Share your dilemmas and get honest opinions from other Mumsnetters.

To think this is really bad form?

229 replies

Window1 · 18/08/2021 15:20

My friend has gone abroad for a long weekend with a group of other friends.

The hosting accommodation had offered them a few extra days at a reduced cost due to last minute availability.

My friend is the only one that cannot afford to do this both in time and money.

All the others are talking about how they are all up for staying on, seemingly only concerned with themselves and not any regard for my friend and the fact that her transport is with them so would have to make entirely new and additional cost arrangements to get home alone.

That's bad form isn't it? I would have expected an all for one type situation where either they all stay, or they all go.

OP posts:
TatianaBis · 19/08/2021 20:50

And take it on a ferry back to England?! I don’t think you can. The ferry is booked with specific car registrations for security reasons etc.

No. To the ferry.

How would you feel if a friend took you somewhere far away with limited and expensive public transport options, on the understanding you’ll be returning together. Then she decides she’d rather do something other than bring you home?

‘A friend took’ me? I’m not a child or a dog. Adults should be independent. Things happen abroad, plans change, you always need extra cash for unexpected events.

If I were away with a group of people and they were offered a change to stay for a few more days I most certainly not expect them to decline on my account.
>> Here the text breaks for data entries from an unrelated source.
PR #5195, opened 2026-08-09
fix(android): parse unit-suffixed AVD RAM

### LINKED ISSUE #5194: fix(android): support unit-suffixed AVD RAM settings
## Summary

`startDevice` rejects valid Android AVDs when `hw.ramSize` uses a size suffix such as `2G`.

## Reproduction

1. Create or configure an Android AVD with:

   ```ini
   hw.ramSize=2G
   ```

2. Use a modern Play Store system image.
3. Call `startDevice` for that AVD.

## Actual behavior

The value is interpreted as 2 MB and device startup fails with an error stating that the AVD needs at least 2048 MB.

## Expected behavior

Unit-suffixed RAM settings should be normalized before validation. In particular, `2G` should be treated as 2048 MB so the AVD can start.

## Impact

Valid AVD configurations using gigabyte notation cannot be started through AutoMobile.

kaeawc:
## Summary

Normalize unit-suffixed Android AVD RAM settings before enforcing the modern Play system-image memory floor. This lets valid settings such as `hw.ramSize=2G` start correctly and rejects malformed values rather than interpreting a numeric prefix.

## Linked Issue

Closes [#5194](https://github.com/kaeawc/auto-mobile/issues/5194)

## Bug / Regression Context

- **Prior attempts:** None.
- **Observed symptom:** `startDevice` reported that a 2 GiB AVD had only 2 MB of RAM and refused to start it.
- **Repro steps / conditions:** Set `hw.ramSize=2G` in an AVD using a modern Play Store image, then call `startDevice`.

## Validation

- [x] `bun test test/utils/android-cmdline-tools/AvdConfigReader.test.ts`
- [x] `bun run lint`
- [x] `bun run build`
- [x] `bun test` (13,020 passed; 13 integration tests skipped)
- [x] `bun run typecheck` reports no new errors
- [x] `scripts/all_fast_validate_checks.sh` (33 checks passed)
- [x] No new interfaces, dependencies, or generic helpers were introduced
- [x] Branch is based on current `origin/main`

### DIFF
--- a/src/utils/android-cmdline-tools/AndroidEmulatorClient.ts
+++ b/src/utils/android-cmdline-tools/AndroidEmulatorClient.ts
@@ -585,6 +585,11 @@ export class AndroidEmulatorClient implements AndroidEmulator {
     if (!avdConfig) {return;}
     const isModernPlayImage = avdConfig.tag?.toLowerCase().includes("play")
       && (avdConfig.apiLevel ?? 0) >= MODERN_PLAY_IMAGE_MIN_API_LEVEL;
+    if (isModernPlayImage && avdConfig.ramSizeInvalid) {
+      throw new ActionableError(
+        `Cannot start AVD '${avdName}': hw.ramSize is invalid. Use a whole number in MB or a K, M, or G size suffix and retry.`
+      );
+    }
     if (isModernPlayImage && avdConfig.ramSizeMb !== undefined && avdConfig.ramSizeMb < MIN_AVD_RAM_MB) {
       throw new ActionableError(
         `Cannot start AVD '${avdName}': hw.ramSize is ${avdConfig.ramSizeMb} MB, below the minimum ${MIN_AVD_RAM_MB} MB needed for a modern system image. Increase hw.ramSize in the AVD config and retry.`
--- a/src/utils/android-cmdline-tools/AvdConfigReader.ts
+++ b/src/utils/android-cmdline-tools/AvdConfigReader.ts
@@ -14,6 +14,8 @@ export interface AvdConfig {
   screenDensity?: number;
   /** Configured guest memory in megabytes. */
   ramSizeMb?: number;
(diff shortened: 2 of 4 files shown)


kaeawc:
**Manual-test verification (0.0.51..main @ `ecc9e546a`) — CONFIRMED FIXED ✅**

Exercised the fixed `validateAvdMemory` gate on a real Android emulator (Apple Silicon, `emulator 36.4.5.0`) via `startDevice --platform android --name <avd>` against a modern play-store AVD (`Medium_Phone_API_35`, api 35, `tag.id=google_apis_playstore`). Three discriminating cases, temporarily editing `hw.ramSize` in `config.ini` (restored afterward):

| `hw.ramSize` | Result (this fix) | Old `parseInt` behavior |
|---|---|---|
| `notanumber` | ❌ rejected: *"hw.ramSize is invalid. Use a whole number in MB or a K, M, or G size suffix and retry."* | `NaN` → `{}` → gate skipped (no error) |
| `1G` | ❌ rejected: *"hw.ramSize is **1024 MB**, below the minimum 2048 MB…"* | would report *"is **1 MB**"* |
| `2G` | ✅ accepted → emulator launched (`Increasing RAM size to 2048MB`, boots to `sys.boot_completed=1`) | `parseInt("2G")`=2 → falsely rejected as *"2 MB below minimum"* |

The `1G`→"1024 MB" and `2G`→accepted cases directly prove the unit-suffix multiplier (`G`→×1024) and that unit-suffixed RAM on a modern play image is no longer falsely blocked. The `notanumber` case proves the new `ramSizeInvalid` path. Verified in the compiled `dist` (`ramSizeInvalid` present).

Note: this change is daemon-side TS only — no APK / iOS-runner rebuild needed to reach users.

_Unrelated robustness issue observed on the same `startDevice` path while testing (stale QEMU lock from the arch-compat `-verbose` probe → full-timeout hang): filed as #5202._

TatianaBis · 19/08/2021 20:54

I think this has been the most striking thing from the responses, is how many people wouldn't bat an eyelid at dropping their friends to suit themselves.

The striking thing to me is how many people would be so self-centred and entitled as to think it was their due to prevent a group of friends from enjoying themselves. It would genuinely never occur to me.

TractorAndHeadphones · 19/08/2021 20:59

I see it’s been resolved but just to offer another perspective - it depends on the size of the group!
4 people yes all or none.
6 or more people no issue esp since you won’t be equally close to every single person in the group.
What’s happened is the best outcome

Badgercity · 19/08/2021 21:03

@TatianaBis

And take it on a ferry back to England?! I don’t think you can. The ferry is booked with specific car registrations for security reasons etc.

No. To the ferry.

How would you feel if a friend took you somewhere far away with limited and expensive public transport options, on the understanding you’ll be returning together. Then she decides she’d rather do something other than bring you home?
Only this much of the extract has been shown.